Palangka Raya, LiputanSBM — Di tengah derasnya arus informasi digital, kemampuan masyarakat untuk berpikir kritis dan bertindak bijak di ruang siber menjadi kebutuhan mendesak. Literasi digital tidak lagi sekadar soal kecakapan mengoperasikan gawai, tetapi juga menyangkut etika, budaya, dan keamanan dalam berinteraksi di dunia digital. Rabu (11/02/2026).
Literasi digital mencakup kemampuan memahami, menggunakan, mengevaluasi, hingga menciptakan informasi secara kritis, aman, dan etis melalui teknologi digital.
Baca Juga:
Kementerian Komunikasi dan Informatika (Kemenkominfo) menempatkan literasi digital dalam empat pilar utama, yakni digital skills (kecakapan teknis), digital culture (budaya digital berlandaskan nilai kebangsaan), digital ethics (etika berinternet), serta digital safety (keamanan dan perlindungan data pribadi).
Kesadaran akan pentingnya literasi digital tersebut mendorong Pemerintah Kota Palangka Raya melalui Dinas Komunikasi, Informatika, Statistik, dan Persandian (Diskominfo) untuk terus menggencarkan edukasi literasi digital, khususnya di kalangan generasi muda. Pelajar dipilih sebagai sasaran utama karena merupakan kelompok yang paling aktif berinteraksi dengan internet dan perangkat digital.
Kepala Bidang Pengelolaan Informasi Publik (PIP) Diskominfo Kota Palangka Raya, Hendra Surya, menegaskan bahwa kegiatan literasi digital di sekolah-sekolah telah menjadi agenda rutin pemerintah daerah.
“Kegiatan ini adalah agenda rutin kami.

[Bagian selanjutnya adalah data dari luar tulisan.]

PR #16596, opened 2024-08-02
Fix max parser iterations for resources without a template

halftrainedharry:
### Why is it needed?
Currently for resources without an assigned template ("Uses Template" = `(empty)` in the manager), the parser is called with a `$depth` (maximum iterations) of `0`.

---

The second parameter of the `getOption()` function is an array of `$options` and not the default value:
https://github.com/modxcms/xpdo/blob/ffa5d883ef44bd684db748a3e454071672913e48/src/xPDO/xPDO.php#L705-L711


opengeek:
Nice catch, @halftrainedharry!

opengeek (approved):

Tujuannya jelas, kita ingin menyasar para pelajar agar mereka tidak hanya cakap teknologi, tetapi juga bijak dalam bermedia sosial dan mampu menangkal hoaks,” ujar Hendra, Selasa (10/2/2026), dikutip dari Media Center Kota Palangka Raya.

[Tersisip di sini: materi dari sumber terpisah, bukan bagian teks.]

PR #16600, opened 2024-08-16
Big trash refactor

### LINKED ISSUE #14190: Don't work middle mouse button click on Trash manager button
### Summary
Don't work **middle mouse** and **Ctrl + Left mouse** buttons click on Trash manager button

### Expected behavior
Open the Trash manager in new tab

### Environment
MODX 2.7.0-pl

GulomovCreative:
### What does it do?

1. Adds new "Trash" menu item to the top menu
2. Fixes #14190
3. Fixes trash button icon color change when its inactive
4. Removes unnecessary styles
5. Adds a purge button to the edit resource page
6. The resource tree and trash button state are now updates when a resource is deleted/undeleted on the resource update page
7. Fixes trash button tooltip information when purging resources on the trash page
8. Now when a resource have been delete/undelete in the resource tree, the state of the resource update form (checkbox and buttons) updates
9. Fixes undefined text of the trash button tooltip
10. Adds purge resource menu item to the context menu in the resource tree

### Why is it needed?

There are many errors when deleting/restoring/purging resources

### How to test

1. —
2. Click by the middle mouse button on the trash button on the toolbar
3. Hover over the trash button when its inactive, before the icon changed color, now when inactive it does not
4. —
5. Open the edit resource page, delete it and you will see a new purging button
6. If you delete or restore a resource on the edit page, the resource tree and the trash button in the toolbar remain unchanged. Now the resource tree and the trash button will change their state
7. On the trash page when purging resources, the state of the trash button in the toolbar was not updated, now it will be
8. Create a resource, open its edit page and delete the resource **in the resource tree**, the state of the checkbox and buttons in the edit form will not change. Now everything works as it should.
9. If you delete a resource and when you hover the trash button, it will be undefined in the tooltip. Now the information will be correct
10. Open the context menu of resource tree, delete the resource and open again

### Related issue(s)/PR(s)
#14190


theboxer (approved):
Looks good, thank you!

The only thing that's missing is a migration script that will add the new menu during an upgrade.

theboxer (changes requested):
Looks good, thank you!

The only thing that's missing is an update script to add the new menu during upgrade.

rthrash:
@GulomovCreative do you think you’ll have time to get the update script for adding the new menu during an upgrade done?

core/lexicon/en/resource.inc.php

Menurut Hendra, pemahaman etika digital harus ditanamkan sejak dini agar pelajar tidak terjebak dalam perilaku negatif di ruang siber. Maraknya penyebaran hoaks, perundungan siber (cyber bullying), hingga paparan konten yang tidak sesuai usia dinilai berpotensi menimbulkan dampak serius, baik secara psikologis maupun sosial.
“Literasi digital bukan untuk membatasi, tetapi membekali. Anak-anak perlu tahu mana informasi yang benar, bagaimana bersikap sopan di media sosial, dan cara melindungi data pribadinya,” jelasnya.
Melalui edukasi berkelanjutan ini, Diskominfo Kota Palangka Raya berharap generasi muda mampu memanfaatkan teknologi digital secara produktif, aman, dan bertanggung jawab, sekaligus menjadi benteng pertama dalam menangkal disinformasi di tengah masyarakat.
Upaya tersebut diharapkan dapat melahirkan masyarakat digital yang cerdas, beretika, dan berdaya saing di era transformasi teknologi yang kian cepat.